Scale 2: The Fuel Cell Stack
This stack contains several hundred stacked fuel cells. The fuel cell stack generates the electrical energy that the vehicle needs.
Scale 3: The individual fuel cell and its porous layers
The research on the PEM (polymer electrolyte membrane) fuel cell serves as an example. It consists of nine porous and non-porous layers and materials with different properties.
A single fuell cell is very thin, less than 2 cm thick and about 30 cm long.
If the PEM fuel cell is opened, the nine different layers become visible.
Enumeration of the 9 layers of the PEM fuel cell
1) Anode side: Gas channels – Channel structure (not porous). Material: metal or ceramics
2) Anode side: GDL = Gas Diffusion Layer (porous). Material: coated carbon fiber
3) Anode side: MPL = Membrane Polymer Layer (porous). Material: coated carbon particles/grains
4) Anode side: CL = Catalyst Layer (nano-porous). Very fine scale, but the transport processes are the same as in a porous medium. Material: carbon particle and Ionomer chains with platinum as catalyze
5) PEM = Polymer Electrolyte Membrane (more or less porous).
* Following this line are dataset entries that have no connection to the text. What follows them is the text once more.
PR #42, opened 2025-03-19
feat: new error types

kentquirk:

- The validation routine as written returned []error. That's both nonidiomatic and also awkward.
- This creates a new hpsf.Error type that can be either a warning or an error, and contains location detail
- And also revises the validation.Error type to validation.Result -- which is a collection of errors 
- And then uses them; we have no warnings yet but we'll get there
- Minor tweaks to validation code
- Add a test for failing validations to make sure the system works as advertised

This PR will require changes to hound once it merges -- there are breaking changes to the validate functions. I'll get to those next.

### DIFF
--- a/cmd/hpsf/main.go
+++ b/cmd/hpsf/main.go
@@ -143,11 +143,20 @@ func main() {
 		}
 
 		// validate the HPSF
-		errors := hpsf.Validate()
-		if len(errors) > 0 {
-			for _, e := range errors {
-				log.Printf("error: %v", e)
+		verrors := hpsf.Validate()
+		if verrors == nil {
+			log.Printf("HPSF is valid")
+			os.Exit(0)
+		}
+
+		if hErr, ok := verrors.(validator.Error); ok {
+			log.Printf("error: %v", hErr.Msg)
+			for _, e := range hErr.Details {
+				log.Printf("  error: %v", e)
 			}
+			os.Exit(1)
+		} else {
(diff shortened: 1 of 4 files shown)


cmd/hpsf/main.go
```diff
@@ -143,12 +143,21 @@ func main() {
...
-		if len(errors) > 0 {
-			for _, e := range errors {
-				log.Printf("error: %v", e)
+		verrors := hpsf.Validate()
+		if verrors == nil {
+			log.Printf("HPSF is valid")
+			os.Exit(0)
+		}
+
+		if hErr, ok := verrors.(validator.Error); ok {
```
MikeGoldsmith, line 152: The valid HPSF log entry after the if/else is now redundant. Can we move the os.Exit to after the if/else or change the verrors == nil to != and use the os.Exit inside that branch?

pkg/validator/validator.go
```diff
@@ -1,25 +1,65 @@
...
 	return e.Msg
 }
 
-func NewError(msg string) error {
-	return Error{Msg: msg}
+func (e Error) Unwrap() []error {
+	return e.Details
+}
+
+func NewError(msg string) Error {
```
MikeGoldsmith, line 20: It kinda feels weird we're calling NewError which may not be an error, but a grouping of errors which we check the length of later in ErrOrNil. Would renaming the struct to Validator or similar help?

MikeGoldsmith (approved):

PR #45, opened 2025-03-20
feat: add metrics/logs to nop components, all signals to debug exporter

codeboten:

- Ensures nop receiver/exporter and for the debug exporter can be connected for all signals.

- This adds all the signals for the nop receiver/exporter and for the debug exporter.


kentquirk (approved):
I *almost* added this last night! Thanks for catching it.

PR #46, opened 2025-03-20
bugfix: trace converter must support one of http or grpc

codeboten:

- The TraceConverter was producing invalid configuration.

- Updated the template to only use HTTP for export


MikeGoldsmith (approved):
Looks good. Should we add a gRPC equivalent component?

The transport is chemical rather than comparable to a porous medium. Material: Nafion
6) Cathode side: CL – see anode side
7) Cathode side: MPL – see anode side
8) Cathode side: GDL – see anode side
9) Cathode side: Gas channel. Classical channel structure (not porous), but can also be expanded metal or similar material that can be interpreted as a porous medium. Material: metal or ceramics.
Hydrogen (H2) and oxygen (O2) (from the air) pass through the porous layers of the fuel cell and finally react to water (H2O) that is transported out of the cell. A “transport” of hydrogen and oxygen through the porous layers of the fuel cell takes place.
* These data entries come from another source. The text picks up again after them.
PR #47, opened 2025-03-21
feat: add headers/insecure support for TraceConverter

codeboten:
These fields are needded to be able to configure the exporter w/ all the right fields.

### DIFF
--- a/pkg/data/components/TraceConverter.yaml
+++ b/pkg/data/components/TraceConverter.yaml
@@ -36,7 +36,7 @@ properties:
     validations: [nonblank]
     default: ${STRAWS_REFINERY_POD_IP}
     advanced: true
-  - name: HTTPPort
+  - name: Port
     summary: The port on which Refinery is listening for HTTP traffic.
     description: |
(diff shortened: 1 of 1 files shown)


pkg/data/components/TraceConverter.yaml
```diff
@@ -45,6 +45,22 @@ properties:
...
     default: 4318
     advanced: true
+  - name: Headers
+    summary: Headers to emit when sending HTTP traffic.
+    description: |
+      Sending data to a backend may require additional headers to be
+      configured. This properties supports sending a map of header keys and
+      values.
+    type: map
+    validations: []
```
kentquirk, line 55: I think this should be an advanced property (in this component) because under normal use, they won't need to add anything to send the data to Refinery.

kentquirk (approved):
One note, but I can live with it either way.

pkg/data/components/TraceConverter.yaml
codeboten: think that will depend on whether or not a send key is configured on the honeycomb exporter. will merge like this for now and revised if needed next week

PR #48, opened 2025-03-25
feat: add batch processor automatically

codeboten:

- Batching should be part of the pipeline by default.

- Automatically append the batch processor to the generated list of processors. This will be changed in the near future


MikeGoldsmith (approved):
Looks good, just a couple of small changes for replacing usage with batch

Reaction equation of water: 2 H2 + O2 ⇌ 2 H2O
This reaction and the interaction of the various systems in the vehicle generate electrical energy, which ultimately drives the vehicle.
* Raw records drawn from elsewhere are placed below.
PR #52, opened 2025-03-27
feat: Update the default template to be a complete embedded template

MikeGoldsmith:

Updates the default HPSF config to use the embedded proxy template.

- Add new default template (copy of proxy)
- Add LoadEmbeddedDefaultTemplate and DefaultConfigurationKind that can be used to retrieve the default template
- Move default config test from hspf to data package
- Add AsYAML func to hspf type (same as we use for TemplateComponent)
- Update translator tests for expected default config to match proxy template output

### DIFF
--- a/pkg/data/loadEmbedded.go
+++ b/pkg/data/loadEmbedded.go
@@ -11,6 +11,8 @@ import (
 	y "gopkg.in/yaml.v3"
 )
 
+const DefaultConfigurationKind = "TemplateProxy"
+
 // Reads a set of components from the local embedded filesystem (in the source, this is the
 // data/components directory) and loads them into a map of TemplateComponent by name.
 func LoadEmbeddedComponents() (map[string]config.TemplateComponent, error) {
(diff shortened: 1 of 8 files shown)


kentquirk:
I like the idea in general, but I think we'll probably want to evolve the proxy and the default separately. How about this:
* The default template name becomes `TemplateDefault`
* Make a copy of the current Proxy and name it the default

MikeGoldsmith:
> I like the idea in general, but I think we'll probably want to evolve the proxy and the default separately. How about this:
> 
> * The default template name becomes `TemplateDefault`
> * Make a copy of the current Proxy and name it the default

Added a new default template in [9d1716e](https://github.com/honeycombio/hpsf/pull/52/commits/9d1716e888ef6b450804af9d5e61538685dda5af)

JamieDanielson:
Do we still need a default refinery component so that starts up in the default install too?

kentquirk:
Yes, the default refinery should have a default deterministic sampler with a rate of 1. I thought we already had that.

MikeGoldsmith:
The defautl doesn't have any sampler. I'll add it to both default and proxy so they can generate valid configs.

The HPSF validator should have a rule that a sampler is required too then.

kentquirk:
OK. What I meant is that I thought that I had implemented it so that the Refinery Rules config generator inserted a default sampler if you didn't specify one. Did that part get deleted?

MikeGoldsmith:
I guess so - the Translator returns an empty refinery rules config if given HPSF that doesn't contain a sampler component.

Maybe we file a bug with the translator to always return a valid (runnable) rules definition even when no sampler component is specified?

MikeGoldsmith:
Filed bug. I'll look to fix that before merging this change otherwise we could leak invalid configurations to users of this package.

MikeGoldsmith:
Merge the fix from #54. This is ready for review now.

codeboten (approved):
This looks ok!

kentquirk (approved):
Yup.

PR #54, opened 2025-03-27
fix: Translator generates valid refinery rules when no sampler component is provided

MikeGoldsmith:

When generating configs, if no sampler component is provided the translator does not produce a valid refinery rules configuration (no default sampler).

This PR updates the sampler to check if a sampler was provided in the list of components, and if not, adds a default deterministic sampler with a sample rate of 1.

- Add style property to hpsf.Component
- Add `maybeAddDefaultSampler` that checks if there the components contains a sampler and adds one if not
- Add unit test


kentquirk (approved):
This looks pretty good! Might be all we need for now.

PR #60, opened 2025-03-30
feat: Validate properties with the property rules

kentquirk:

- Validation wasn't taking the validation rules into account. Now it does.

- Add IsEmpty method to Result
- Move TemplateProperty to its own file
- Add Validate method to the TemplateProperty and support for it
- Add ValidateConfig method to the translator -- it returns a Result which is a collection of errors.
- Implement a bunch of validation helpers
- Tweak the existing components to use them
- Fix up a bunch of testdata and examples that were based on old stuff


pkg/data/components/FilterProcessor.yaml
```diff
@@ -28,10 +28,10 @@ ports:
 properties:
   - name: Rules
     type: rule
-    validations: [rule]
+    validations: [filterrule]
   - name: Signal
     type: string
-    validations: [string] # TODO: validate a valid signal
+    validations: ["oneof(traces, metrics, logs)"] # TODO: validate a valid signal
```
MikeGoldsmith, line 34: We could add a custom validSignal rule that interally is made up using `oneof(traces, metrics, logs)`

pkg/translator/translator.go
```diff
@@ -73,17 +74,97 @@ func (t *Translator) MakeConfigComponent(component hpsf.Component) (config.Compo
...
+}
+
+// ValidateConfig validates the configuration of the HPSF document as it stands with respect to the
+// components and templates installed in the translator.
+// Note that it returns a validation.Result so that the errors can be collected and reported in a
+// structured way. This allows for multiple validation errors to be returned at once, rather than
+// stopping at the first error. This is useful for providing feedback to users on multiple issues
+// in their configuration.
+func (t *Translator) ValidateConfig(h *hpsf.HPSF) error {
+	if h == nil {
```
MikeGoldsmith, line 93: Is an empty (no components) HPSF document valid? If not, we should do a len check here too.

MikeGoldsmith (approved):
Looks great.

pkg/config/templateProperty.go
```diff
@@ -0,0 +1,305 @@
...
+	name := matches[1]
+	args := []string{}
+	// matches[2] contains the arguments
+	if len(matches) == 3 {
+		if len(matches[2]) > 0 {
+			args = argpat.Split(matches[2], -1) // split on commas, remove empty strings
+		}
+	}
+
+	switch name {
```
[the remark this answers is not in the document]
kentquirk: I'm of mixed feelings about that. I did consider it. In this case it's pretty harmless, but it sort of establishes a precedent. For example, should the arguments to oneof also be case insensitive? I think I prefer to not open that can of worms today.

pkg/data/components/FilterProcessor.yaml
kentquirk: yes; let's see if we think it's common enough to justify. The presence of HoneycombEvents complicates this a bit.

MikeGoldsmith: On review, I don't think we need this. There are going to be a mix of components with different support signals. Having an abstract one doesn't make it any clearer / easier to read.

pkg/translator/translator.go
kentquirk: I thought so, and I was wrong. At least it broke tests. So I reverted it.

Skala 4: Eine einzelne Brennstoffzellen-Schicht
If we take a closer look at one of the nine layers under the microscope – the GDL layer – the network-like structure and cavities become visible. This layer is porous. Hydrogen, oxygen and water can flow through it.
This is the GDL layer, transferred into a computer model. Researchers are able to create simulations with the help of models. This simulation shows how and where exactly hydrogen, oxygen and water flow through the layer.
Scale 1: The vehicle
Simulating processes in the fuel cell
Simulations are important in the research of fuel cells because they help to make processes in the fuel cell visible. With their help, researchers can understand the function of the porous layers. They understand how the transport of water, oxygen and hydrogen happens and whether they have to optimize the layers. Should they use a different material or structure? The knowledge they generate from the simulations can, for example, help to reduce costs during the vehicle production process.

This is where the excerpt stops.